(Exercise objective):
Begin at the first line of the records below and, please, give each line again exactly until the line with "All un-handled errors" is included.

* * * *

PR #188, opened 2020-12-08
SAML Proxy DockerFG use EFS mount path

mramirez-va:
https://vajira.max.gov/browse/API-3865
- set docker labels
- update config file path to EFS mount path


beaugrantham-va (approved):

duganth-va (approved):
Sweet!

PR #190, opened 2020-12-09
Api 3493 filter logs

crolarlibertyva:
Minimal error logging to keep sensitive information out of the logs.


oauth-proxy/index.js
```diff
@@ -322,8 +323,7 @@ function buildApp(
   }
 
   app.use(function (err, req, res, next) {
-    logger.error(err);
-
+    logger.error(minimalError(err));
```
beaugrantham-va, line 326: I'm concerned that this impacts more than axios errors. 

All un-handled errors end up here. We can't be sure of the structure of errors from other libs and may want to include more detail.

If I `throw { detail: "This detail is important" };` then I end up with this:

```
oauth-proxy_1         | {
oauth-proxy_1         |   "message": {},
oauth-proxy_1         |   "level": "error",
oauth-proxy_1         |   "service": "oauth-proxy",
oauth-proxy_1         |   "time": "2020-12-09T14:35:04.932Z"
oauth-proxy_1         | }
```

I'd prefer this be constrained to just the axios calls if possible.

crolarlibertyva: Roger that.

beaugrantham-va: A quick look through the API docs landed me at interceptors:

https://github.com/axios/axios#interceptors

This might be worth exploring. The error object could be filtered/re-mapped here and then treated as any other generic error. 

We'd have to make sure that errors we proxy directly to the client still work as expected.

oauth-proxy/oauthHandlers/authorizeHandler.js
```diff
@@ -42,7 +42,7 @@ const authorizeHandler = async (
   } catch (error) {
     logger.error(
       "Unrecoverable error: could not get the Okta client app",
-      error
+      minimalError(error)
```
dbrown-va, line 45: Ben's PR for API-3487 is addressing this error scenario.  I recommend reverting this change and focusing on the token calls to avoid conflicts.

bdgrider (approved):
All unit tests and regression tests are passing. Can do a re-run after you address comments.

oauth-proxy/index.js
beaugrantham-va: Update after talking with Larry - 

The specific log entries in question for the /token endpoint are actually from the oidc client (not from axios).

The interceptors and axios docs I referenced above do not apply here.

The failed axios calls _do_ need to be addressed but may be handled with a future PR.

beaugrantham-va (approved):

oauth-proxy/utils.js
```diff
@@ -81,6 +81,36 @@ const hashString = (unhashedString, secret) => {
   return hashedString;
 };
 
+const isString = (error) =>
```
dbrown-va, line 84: Not a big deal, but this new `isString` method isn't really specific to being an error, something like `obj` or `myVar` could be a better variable name.

oauth-proxy/tests/utils.test.js
```diff
@@ -168,3 +169,100 @@ describe("parseBearerAuthorization", () => {
     expect(parseBearerAuthorization("Bearer jwt")).toBe("jwt");
   });
 });
+
+describe("minimalError", () => {
+  it("API-3493 verbose log on timeout fix verification", () => {
+    let testError = {
```
dbrown-va, line 175: I think we can trim down this `testError` significantly while still validating the functionality.  The filtering is inconsistent with several places removing the authServer ID, but others still including it.  Such that it may cause confusion.

crolarlibertyva: Roger that.

PR #191, opened 2020-12-09
API-3487 Adding graceful handling change plus unit test.

bdgrider:


oauth-proxy/oauthHandlers/authorizeHandler.js
```diff
@@ -40,13 +40,19 @@ const authorizeHandler = async (
...
     logger.error(
       "Unrecoverable error: could not get the Okta client app",
       error
     );
-    // This error is unrecoverable because we would be unable to verify
-    // that we are redirecting to a whitelisted client url
-    return next(error);
+
+    res.status(400).json({
+      error: error.name,
```
beaugrantham-va, line 51: The value of `error.name` here will be something like `OktaApiError`. The OAuth RFC specifies a list of valid `error` values and we need to stick to those. I think the appropriate value here is `invalid_client` (like above if a redirect URL is invalid).

I would also recommend a static `error_description` as not to expose any detail about the back-end system. We can't guarantee what that message will be now and in the future.

```
    res.status(400).json({
      error: "invalid_client",
      error_description: "The client specified by the application is not valid."
    });
```

dbrown-va (approved):
Confirmed the syntax change suggested earlier has been applied to match the OAuth RFC.

beaugrantham-va (approved):

PR #193, opened 2020-12-10
Api 3387 correct 400 message

crolarlibertyva:
Addresses incorrect error reporting on processing the request.

https://vajira.max.gov/browse/API-3387


beaugrantham-va:
Where is the origin / throw point for the error in the story?

I tend to think this scenario should be handled explicitly with validation vs falling into the un-handled error bucket. We should be ensuring the input is of the type we expect (string vs object / form vs json) instead of assuming and relying on a catch-all.

The response also needs to be a valid oauth response. Something like below.

```
{
  "error": "invalid_request",
  "error_description": "Invalid or unsupported content-type"
}
```

crolarlibertyva:
> Where is the origin / throw point for the error in the story?
> 
> I tend to think this scenario should be handled explicitly with validation vs falling into the un-handled error bucket. We should be ensuring the input is of the type we expect (string vs object / form vs json) instead of assuming and relying on a catch-all.
> 
> The response also needs to be a valid oauth response. Something like below.
> 
> ```
> {
>   "error": "invalid_request",
>   "error_description": "Invalid or unsupported content-type"
> }
> ```
The error originates up the chain and our catch-all error is the only spot I've been able to latch on to it.
"SyntaxError: Unexpected token g in JSON at position 0\n    at JSON.parse (<anonymous>)\n    at createStrictSyntaxError (/home/node/node_modules/body-parser/lib/types/json.js:158:10)\n    at parse (/home/node/node_modules/body-parser/lib/types/json.js:83:15)\n    at /home/node/node_modules/body-parser/lib/read.js:121:18\n    at invokeCallback (/home/node/node_modules/raw-body/index.js:224:16)\n    at done (/home/node/node_modules/raw-body/index.js:213:7)\n    at IncomingMessage.onEnd (/home/node/node_modules/raw-body/index.js:273:7)\n    at IncomingMessage.emit (events.js:314:20)\n    at IncomingMessage.EventEmitter.emit (domain.js:483:12)\n    at endReadableNT (_stream_readable.js:1241:12)"

oauth-proxy/index.js
```diff
@@ -327,11 +327,29 @@ function buildApp(
     // If we have error and description as query params display them, otherwise go to the
     // catchall error handler
     const { error, error_description } = req.query;
-    if (error && error_description) {
-      res.status(500).send(`${error}: ${error_description}`);
+    let statusCode = 500;
```
dbrown-va, line 330: For the 500 errors, per the OAuth RFC these really should be fixed "server_error" responses, which is handled in the API-3329 PR (https://github.com/department-of-veterans-affairs/vets-saml-proxy/pull/194)

https://vajira.max.gov/browse/API-3329?focusedCommentId=760812&page=com.atlassian.jira.plugin.system.issuetabpanels:comment-tabpanel#comment-760812

dbrown-va: For simplicity, I think we merge the API-3329 PR first, and then resolve the conflicts here.

oauth-proxy/index.js
```diff
@@ -326,17 +326,26 @@ function buildApp(
...
+    let error_out = {
+      error: "sever_error",
+    };
+    if (err.statusCode && err.statusCode === 400) {
+      statusCode = err.statusCode;
     }
+    if (statusCode === 400) {
+      error_out = {
+        error: "invalid_request",
+        error_description: "Invalid or unsupported content-type",
```
beaugrantham-va, line 340: I'm still concerned that this is not the right place to be catching this error.

I also don't think it's safe to assume that if any 400 error makes it this far that it must be the mismatched content-type error.

I'm requesting changes on this PR but don't have a recommended change. I just want to have a chance to look deeper into this before it gets merged.

beaugrantham-va (changes requested):

oauth-proxy/index.js
beaugrantham-va: I little digging later and I have a recommendation.

The error originates from the `body-parser` lib. We have the following in index.js which attempts to parse the body based on content-type and populate the `req` object.

```
const bodyParser = require("body-parser");
app.use(bodyParser.json({ extended: true }));
```

If the content-type is application/json and the body is not, the lib throws the error that we're seeing. This occurs before any of our oauth / token handlers are called.

```
oauth-proxy_1         | {
oauth-proxy_1         |   "expose": true,
oauth-proxy_1         |   "statusCode": 400,
oauth-proxy_1         |   "status": 400,
oauth-proxy_1         |   "body": "...",
oauth-proxy_1         |   "type": "entity.parse.failed",
oauth-proxy_1         |   "level": "error",
oauth-proxy_1         |   "service": "oauth-proxy",
oauth-proxy_1         |   "time": "2020-12-13T14:45:27.388Z"
oauth-proxy_1         | }
```

I'm not a fan of libs throwing HTTP status errors. This is not their responsibility. I dug around their GitHub project and I see multiple issues reported around the same topic, and requests for graceful handling of this specific error. They all seem to be closed without resolution.

The general recommendations seem to point to a similar solution that you have - handling this in a catch-all. I think this should be explicit though, as not to group all random lib-thrown 400 errors into the same bucket.

```
if (err.type == "entity.parse.failed") {
  res.status(400).send({ error: "invalid_request", error_description: "something about content-type" });
} else {
  // existing 500 error logic
}
```

oauth-proxy/index.js
```diff
@@ -326,17 +328,28 @@ function buildApp(
...
-        error_description: error_description,
-      });
-    } else {
-      res.status(500).json({
-        error: "server_error",
-      });
+    const { error_description } = req.query;
+    let statusCode = 500;
+    let error_out = {
+      error: "sever_error",
```
dbrown-va, line 334: Just a spelling issue here, this should be `se**r**ver_error`

oauth-proxy/index.js
```diff
@@ -326,17 +328,28 @@ function buildApp(
...
+      err.statusCode &&
+      err.statusCode === 400 &&
+      err.type === "entity.parse.failed"
+    ) {
+      statusCode = 400;
+      error_out = {
+        error: "invalid_request",
+        error_description: "Invalid or unparsable content-type",
+      };
+    } else if (isString(err)) {
```
beaugrantham-va, line 346: This 500 behavior is different. This should be a like-for-like replacement with the addition of the new 400 error.

If we don't already have a unit test (not a integration / e2e / axios test) exercising these branches please create one.

beaugrantham-va (changes requested):

beaugrantham-va (approved):

dbrown-va (approved):

PR #194, opened 2020-12-10
API-3329 Adding all changes to make 500 errors use index.js handler w…

bdgrider:
Adding all changes to make 500 errors use index.js handler with oauth2 error from RFC.

### DIFF
--- a/oauth-proxy/index.js
+++ b/oauth-proxy/index.js
@@ -328,9 +328,14 @@ function buildApp(
     // catchall error handler
     const { error, error_description } = req.query;
     if (error && error_description) {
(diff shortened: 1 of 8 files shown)


oauth-proxy/index.js
```diff
@@ -328,9 +328,14 @@ function buildApp(
     // catchall error handler
     const { error, error_description } = req.query;
     if (error && error_description) {
```
crolarlibertyva, line 330: In the PR I submitted earlier, you may run into a conflict in this section.

bdgrider:
image

example of a 500 server error

dbrown-va (approved):

PR #1067, opened 2022-04-05
Autofilling harddrives

wllacer:
When using a `disk_layouts` argument, but no additional info, current implementation silently forgets the layout, unless we use an specific `--harddrives` argument. Good enough for me, but most user would find it difficult to use
With this change, we simply autofill the `harddrives` arguments from the contents of `disk_layouts`.
As an example if I call
`sudo python -m archinstall --disk_layout datos/btrfs_two_crypt.json`
without the change we get
before
and with  the change
after


Torxed:
I know you're on a well deserved rest.
But just wanted to let you know that I'm really grateful for this change! Works beautifully and even tho it's a really small change, it has huge implications! :) Thank you!

PR #1099, opened 2022-04-29
Fix #1096

### LINKED ISSUE #1096: Installer.zram_enabled is not set when swap is disabled
When trying to install with `"swap": False`, the installer fails prematurely when trying to install systemd-boot as it tries to access `self.zram_enabled`. This attribute is only set in `setup_swap()`, which does not get executed with swap disabled resulting in an exception.

logs: https://paste.dymstro.nl/?9fd3ee57a10a7725#5QguRT8KXp6jGQombKw7d2aDQmnjksrGC1TxsfFUFEkq

svartkanin:
Small fix for #1096


Torxed:
Thank you, quick work! :)

PR #1119, opened 2022-05-02
Fix #1106

### LINKED ISSUE #1106: Now way out of the desktop profile
Would be good to be able to see what desktops are available but choose none or have a chance to get back without choosing a desktop.

svartkanin:
- Fixes #1106
- Makes all profile selections cancellable with ESC
- Fixes some other bugs that were encountered during testing in the profile selections


Torxed:
You're quick! Thank you for this one!

PR #1120, opened 2022-05-02
Add network-manager-applet to NetworkManager profile

kpcyrd:
This adds the network-manager-applet package to the NetworkManager profile. :)


Torxed:
I would prefer if the package was not installed unless a desktop profile was installed.

dylanmtaylor:
> I would prefer if the package was not installed unless a desktop profile was installed.

Same, and I don't think all desktop environments using networkmanager would use this package.

kpcyrd:
I think we'd need some kind of solution for the i3 profile, because it's currently not possible to connect to a wifi through the gui if this package isn't present. :)

Torxed:
Just a friendly reminder:
> Your branch is ahead of 'origin/master' by 1662 commits.

I pulled in our master into your branch and it was a bit behind.
You can solve this by doing:
```
$ cd archinstall
$ git checkout master
$ git remote add upstream https://github.com/archlinux/archinstall.git
$ git pull upstream master
```
And then you can continue your normal workflow of doing `git checkout -b new-branch` and it should contain our latest changes.
Or just do `git pull upstream master` if you forget before creating the branch :)

I'm taking a look at this PR now.

Torxed:
Thank you for submitting this PR.
I tweaked it a tiny bit to look for the chosen profile through `storage["arguments"]`, as the configuration has been stripped down to only the related network configuration in the nic config model :)

PR #1122, opened 2022-05-03
Update Spanish translation

castillofrancodamian:
Signed-off-by: Franco Castillo <castillofrancodamian@gmail.com>


svartkanin:
Thanks @castillofrancodamian for the contribution! Would you mind also generating the `.mo` file otherwise the translation won't be applied

PR #1129, opened 2022-05-06
Added russian translation

Alexandr1322:


svartkanin:
It seems like we already had one up here #1014 :O

Torxed:
I'll close this one, as the original PR came first.
The reason behind it was we were releasing a new version and merging in language changes has a tendency to break even simple execution of the script. Now that we're in a phase of developing new features - it has been merged in :)

PR #1132, opened 2022-05-06
Fix minor issues

svartkanin:
- If not already selected, will not select an entry in a multi select anymore with enter  except when there's no other selection at all yet
- Skip over placeholders when automatically moving the cursor forward when exiting a submenu


Torxed:
https://i1.sndcdn.com/artworks-000203206908-h2j752-t500x500.jpg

* * * *

(Answer to this problem):
PR #188, opened 2020-12-08
SAML Proxy DockerFG use EFS mount path

mramirez-va:
https://vajira.max.gov/browse/API-3865
- set docker labels
- update config file path to EFS mount path


beaugrantham-va (approved):

duganth-va (approved):
Sweet!

PR #190, opened 2020-12-09
Api 3493 filter logs

crolarlibertyva:
Minimal error logging to keep sensitive information out of the logs.


oauth-proxy/index.js
```diff
@@ -322,8 +323,7 @@ function buildApp(
   }
 
   app.use(function (err, req, res, next) {
-    logger.error(err);
-
+    logger.error(minimalError(err));
```
beaugrantham-va, line 326: I'm concerned that this impacts more than axios errors. 

All un-handled errors end up here. We can't be sure of the structure of errors from other libs and may want to include more detail.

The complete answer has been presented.